Однако, образ Иешуа, как и другие образы романа, может быть более или менее полно воспринят лишь в целостности всего произведения. Булгаковский Иешуа наделен громадной внутренней энергией, которая раскрывается не сразу, Понтий Пилат уже во время допроса Иешуа все более проникается сначала корыстной заинтересованностью, потом бескорыстной привязанностью, наконец, невольным, неосознаваемым преклонением перед этим удивительным Человеком, убежденным в исконной и не утраченной, только загнанной вглубь, доброте всех людей. А предав Иешуа в руки палачей, понимает, что совершил ужаснейшую, непоправимую ошибку, и во сне пытается исправить ее, поверить, что распятия не было, погубить свою карьеру, лишь бы «спасти от казни решительно ни в чем не виноватого безумного мечтателя и врача!»

Фигуру Иешуа мы видим и глазами Левия Матфея, готового на крест ради того, чтобы избавить от страданий Учителя, и странными глазами Воланда, который выполняет поручения и просьбы Иешуа (что, заметим, не расходится со смыслом Священного писания, где диавол испытывает Иова с соизволения Божиего, где «Иисус возведен был Духом в пустыню, для искушения от диавола», как сказано в Евангелии от Матфея, IV, 1).
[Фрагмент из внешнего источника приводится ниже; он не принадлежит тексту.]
PR #1169, opened 2020-06-18
Fix AnchorPatches test

mlachkar:
Trying to re-enable this test for all scala versions. Right now it fails for 2.13. This test uses RemoveUnused Rule and specifically here will remove imports. This test requires `-Wunused:imports` in 2.13.

After debugging in 2.13, I can see that `scalacOptions` that is set in `TestkitProperties.scala` file is equal to `List(-target:jvm-1.8, -Wunused:imports, -encoding, UTF-8, -feature, -unchecked)`. So it's supposed to work, but it's not. In fact, there are no diagnostic in SemanticDocument of this file, so the rule is not able to remove unused imports. 

* Weirdly removing `scalacOptions += "-Ywarn-unused" ` from `build.sbt` makes the test run, but many other tests will fail like RemoveUnusedStatements (still in 2.13)

I am not able to understand why changing `build.sbt` makes the test passes... I am not sure which scalaOptions are used to compile and get SemanticDocument for this test.

### DIFF
--- a/scalafix-tests/input/src/main/scala/test/AnchorPatches.scala
+++ b/scalafix-tests/input/src/main/scala/test/AnchorPatches.scala
@@ -5,7 +5,7 @@ ExplicitResultTypes.memberVisibility = [Public]
 unsafeShortenNames = true
 ExplicitResultTypes.unsafeShortenNames = true
  */
-package test.escapeHatch
+package test
 
 import scala.collection.mutable
 import scala.collection.immutable // scalafix:ok RemoveUnusedImports
--- a/scalafix-tests/output/src/main/scala/test/AnchorPatches.scala
+++ b/scalafix-tests/output/src/main/scala/test/AnchorPatches.scala
@@ -1,4 +1,4 @@
-package test.escapeHatch
+package test
 
 import scala.collection.immutable // scalafix:ok RemoveUnusedImports
 


bjaglin:
> I am not able to understand why changing build.sbt makes the test passes... I am not sure which scalaOptions are used to compile and get SemanticDocument for this test.

That looks like what I fixed in https://github.com/scalacenter/sbt-scalafix/pull/120/commits/4278a1f4f5e7ff28d086f8431c7e64af6f5d4084#diff-dea2d76d7c0198f6f23505efa21b3471L44. I didn't realize there was a copy of it in https://github.com/scalacenter/scalafix/blob/master/build.sbt#L197-L227, so if you updated it, the right `scalacOptions` should be used.

bjaglin:
https://github.com/scalacenter/sbt-scalafix/pull/125/files would also need to be backported, but I guess it's not really required.

mlachkar:
Thanks, I will check this

mlachkar:
ScalacOptions are correct to compile testInput 
```
sbt:unit> show scalacOptions
[info] * -target:jvm-1.8
[info] * -Wunused:imports
[info] * -encoding
[info] * UTF-8
[info] * -feature
[info] * -unchecked
``` 
I will need in fact this change at least to change scalaVersion for the other PR, but here it's doesn't fix my problem.

mlachkar:
Clearly I don't understand everything about this test. For sure test don't compile TestsInput, which is compiled with the right scalacOptions.
Moving this test outside of escapeHatch makes the test passes for 2.13 and all the other scala versions.

bjaglin:
I'll have a look at that this week!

Многое еще помогает читателю увидеть, как поднимается над всеми событиями и лицами романа образ Иешуа и озаряет все повествование сиянием любви и добра, мудрости и милосердия — все это глубоко отвечает духу Евангелия. Булгаков, как и свойственно великим художникам, какими бы источниками ни пользовался, ничего не повторял, не пересказывал, не осовременивал: он создал свой мир, подобный иным, уже сотворенным, но небывалый, целостный и достоверный, где все живет, движется, меняется, и где соотношение света и тьмы определяется образом Иешуа.

Последние слова распятого философа, которые были переданы Пилату Афранием, звучали так: «...в числе человеческих пороков одним из самых главных он считает трусость.» Смысл этих слов в романе многозначен. Они, конечно, обращены к прокуратору. Но выглядят и заветом каждому, кто хочет достойно жить и достойно умереть.

Русская классика всегда следовала этому завету. Но в России советского периода только на пути подвижничества и создавалась литература в высшем смысле этого слова.

В. Т. Шаламов успел после 17 лет каторги написать свои «Колымские рассказы», но до публикации их в России не дожил. Кажется знаменательным, что один из рассказов назван «Прокуратор Иудеи»* (1965). Вряд ли рассказ как-то связан с булгаковским романом. Но мысль о трусости там присутствует — о трусости не только перед ответственностью и опасностью, но и перед собственной памятью.

Шаламов сумел сохранить в своей памяти, переплавить в горне искусства и передать людям обжигающую правду о человеке в условиях ГУЛАГа, о стране, превращенной в концентрационный лагерь. «Причал ада» назвал он рассказ о бухте Нагаево, куда прибывали заключенные, отправленные на Колыму. Шаламовские рассказы — словно страницы книги, «написанной внутри и отвне, запечатанной семью печатями», — как сказано в Откровении Иоанна Богослова (V,l). И чтение их напоминает снятие печатей с книги, изображенное в Апокалипсисе:

«И когда Он снял четвертую печать, я слышал голос четвертого животного, говорящего: иди и смотри.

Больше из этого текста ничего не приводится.